Items from a dataset:
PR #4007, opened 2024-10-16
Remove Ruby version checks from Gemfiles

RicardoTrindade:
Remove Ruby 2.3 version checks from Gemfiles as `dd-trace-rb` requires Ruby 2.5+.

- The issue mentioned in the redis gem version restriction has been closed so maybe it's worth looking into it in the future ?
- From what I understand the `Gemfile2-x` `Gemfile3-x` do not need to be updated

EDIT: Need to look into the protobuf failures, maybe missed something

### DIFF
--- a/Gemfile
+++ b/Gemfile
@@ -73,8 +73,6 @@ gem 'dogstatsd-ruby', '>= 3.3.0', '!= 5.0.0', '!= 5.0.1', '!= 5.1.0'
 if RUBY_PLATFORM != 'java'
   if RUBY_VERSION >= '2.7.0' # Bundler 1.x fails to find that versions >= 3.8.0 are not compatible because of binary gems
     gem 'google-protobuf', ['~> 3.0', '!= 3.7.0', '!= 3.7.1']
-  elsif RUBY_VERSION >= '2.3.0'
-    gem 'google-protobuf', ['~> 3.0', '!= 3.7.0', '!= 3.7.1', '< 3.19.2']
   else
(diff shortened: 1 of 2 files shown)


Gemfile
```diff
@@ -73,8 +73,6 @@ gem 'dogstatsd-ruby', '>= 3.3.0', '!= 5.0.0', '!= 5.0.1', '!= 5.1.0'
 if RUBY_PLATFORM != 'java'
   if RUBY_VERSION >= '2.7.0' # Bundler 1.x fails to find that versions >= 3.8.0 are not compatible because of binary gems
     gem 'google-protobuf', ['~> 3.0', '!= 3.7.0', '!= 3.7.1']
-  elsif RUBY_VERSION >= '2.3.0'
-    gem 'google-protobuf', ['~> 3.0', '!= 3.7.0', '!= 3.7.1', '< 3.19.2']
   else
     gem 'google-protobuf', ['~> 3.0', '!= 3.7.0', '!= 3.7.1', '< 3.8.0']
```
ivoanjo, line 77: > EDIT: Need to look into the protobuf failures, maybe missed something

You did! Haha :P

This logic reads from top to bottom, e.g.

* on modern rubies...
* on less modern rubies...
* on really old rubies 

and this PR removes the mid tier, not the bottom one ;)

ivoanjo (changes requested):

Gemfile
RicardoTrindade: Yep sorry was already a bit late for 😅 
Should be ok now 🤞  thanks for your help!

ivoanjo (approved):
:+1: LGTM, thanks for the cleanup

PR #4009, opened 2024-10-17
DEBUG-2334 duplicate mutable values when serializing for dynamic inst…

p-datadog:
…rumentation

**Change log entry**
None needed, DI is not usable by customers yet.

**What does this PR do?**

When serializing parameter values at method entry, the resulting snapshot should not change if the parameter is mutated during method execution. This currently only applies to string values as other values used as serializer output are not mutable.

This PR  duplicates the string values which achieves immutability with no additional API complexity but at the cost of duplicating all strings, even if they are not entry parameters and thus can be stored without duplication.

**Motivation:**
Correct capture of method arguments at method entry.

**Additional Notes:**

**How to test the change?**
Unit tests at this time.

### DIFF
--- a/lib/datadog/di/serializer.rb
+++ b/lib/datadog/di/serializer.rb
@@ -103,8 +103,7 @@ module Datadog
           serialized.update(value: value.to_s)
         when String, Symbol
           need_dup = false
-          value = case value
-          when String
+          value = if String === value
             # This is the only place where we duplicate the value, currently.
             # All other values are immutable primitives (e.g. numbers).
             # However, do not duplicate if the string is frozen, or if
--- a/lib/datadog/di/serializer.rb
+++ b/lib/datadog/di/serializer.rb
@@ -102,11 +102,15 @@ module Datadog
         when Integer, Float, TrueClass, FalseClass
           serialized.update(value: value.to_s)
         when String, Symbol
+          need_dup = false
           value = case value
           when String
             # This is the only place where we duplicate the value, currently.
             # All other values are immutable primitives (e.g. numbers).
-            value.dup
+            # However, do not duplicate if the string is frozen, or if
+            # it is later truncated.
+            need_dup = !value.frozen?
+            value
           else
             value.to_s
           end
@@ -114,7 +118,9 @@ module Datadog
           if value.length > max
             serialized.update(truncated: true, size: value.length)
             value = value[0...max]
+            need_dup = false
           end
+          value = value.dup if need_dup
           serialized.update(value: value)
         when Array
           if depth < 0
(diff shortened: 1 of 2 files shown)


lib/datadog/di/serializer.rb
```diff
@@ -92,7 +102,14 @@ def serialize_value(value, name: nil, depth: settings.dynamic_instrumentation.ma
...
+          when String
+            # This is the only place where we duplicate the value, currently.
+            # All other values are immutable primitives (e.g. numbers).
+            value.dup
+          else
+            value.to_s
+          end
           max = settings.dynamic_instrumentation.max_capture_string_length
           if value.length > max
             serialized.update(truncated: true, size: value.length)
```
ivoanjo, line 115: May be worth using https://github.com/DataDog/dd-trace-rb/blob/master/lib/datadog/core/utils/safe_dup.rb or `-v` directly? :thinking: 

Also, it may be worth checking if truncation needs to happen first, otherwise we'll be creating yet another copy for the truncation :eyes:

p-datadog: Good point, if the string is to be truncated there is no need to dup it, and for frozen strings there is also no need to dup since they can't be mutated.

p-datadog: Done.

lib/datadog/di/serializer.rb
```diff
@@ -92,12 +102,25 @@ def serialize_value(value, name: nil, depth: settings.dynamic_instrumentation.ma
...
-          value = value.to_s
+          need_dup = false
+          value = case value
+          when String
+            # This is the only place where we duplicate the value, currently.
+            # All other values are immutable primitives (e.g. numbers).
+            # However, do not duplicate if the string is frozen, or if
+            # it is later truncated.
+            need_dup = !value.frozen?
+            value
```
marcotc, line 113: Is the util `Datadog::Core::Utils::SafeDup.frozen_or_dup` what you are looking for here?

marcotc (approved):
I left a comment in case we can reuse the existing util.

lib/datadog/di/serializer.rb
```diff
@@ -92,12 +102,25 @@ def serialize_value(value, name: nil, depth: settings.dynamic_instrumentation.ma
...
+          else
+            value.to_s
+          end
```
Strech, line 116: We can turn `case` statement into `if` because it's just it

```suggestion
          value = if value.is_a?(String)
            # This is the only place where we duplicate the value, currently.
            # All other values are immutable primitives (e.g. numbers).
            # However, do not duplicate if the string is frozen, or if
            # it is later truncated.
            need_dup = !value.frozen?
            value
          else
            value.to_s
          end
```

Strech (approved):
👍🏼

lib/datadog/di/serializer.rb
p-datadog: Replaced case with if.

→ Problem requirements
Output the first line of the entries above and every line after it, exactly as written, ending with the line that contains "ivoanjo, line 77: >".

→ Reply to the exercise
PR #4007, opened 2024-10-16
Remove Ruby version checks from Gemfiles

RicardoTrindade:
Remove Ruby 2.3 version checks from Gemfiles as `dd-trace-rb` requires Ruby 2.5+.

- The issue mentioned in the redis gem version restriction has been closed so maybe it's worth looking into it in the future ?
- From what I understand the `Gemfile2-x` `Gemfile3-x` do not need to be updated

EDIT: Need to look into the protobuf failures, maybe missed something

### DIFF
--- a/Gemfile
+++ b/Gemfile
@@ -73,8 +73,6 @@ gem 'dogstatsd-ruby', '>= 3.3.0', '!= 5.0.0', '!= 5.0.1', '!= 5.1.0'
 if RUBY_PLATFORM != 'java'
   if RUBY_VERSION >= '2.7.0' # Bundler 1.x fails to find that versions >= 3.8.0 are not compatible because of binary gems
     gem 'google-protobuf', ['~> 3.0', '!= 3.7.0', '!= 3.7.1']
-  elsif RUBY_VERSION >= '2.3.0'
-    gem 'google-protobuf', ['~> 3.0', '!= 3.7.0', '!= 3.7.1', '< 3.19.2']
   else
(diff shortened: 1 of 2 files shown)


Gemfile
```diff
@@ -73,8 +73,6 @@ gem 'dogstatsd-ruby', '>= 3.3.0', '!= 5.0.0', '!= 5.0.1', '!= 5.1.0'
 if RUBY_PLATFORM != 'java'
   if RUBY_VERSION >= '2.7.0' # Bundler 1.x fails to find that versions >= 3.8.0 are not compatible because of binary gems
     gem 'google-protobuf', ['~> 3.0', '!= 3.7.0', '!= 3.7.1']
-  elsif RUBY_VERSION >= '2.3.0'
-    gem 'google-protobuf', ['~> 3.0', '!= 3.7.0', '!= 3.7.1', '< 3.19.2']
   else
     gem 'google-protobuf', ['~> 3.0', '!= 3.7.0', '!= 3.7.1', '< 3.8.0']
```
ivoanjo, line 77: > EDIT: Need to look into the protobuf failures, maybe missed something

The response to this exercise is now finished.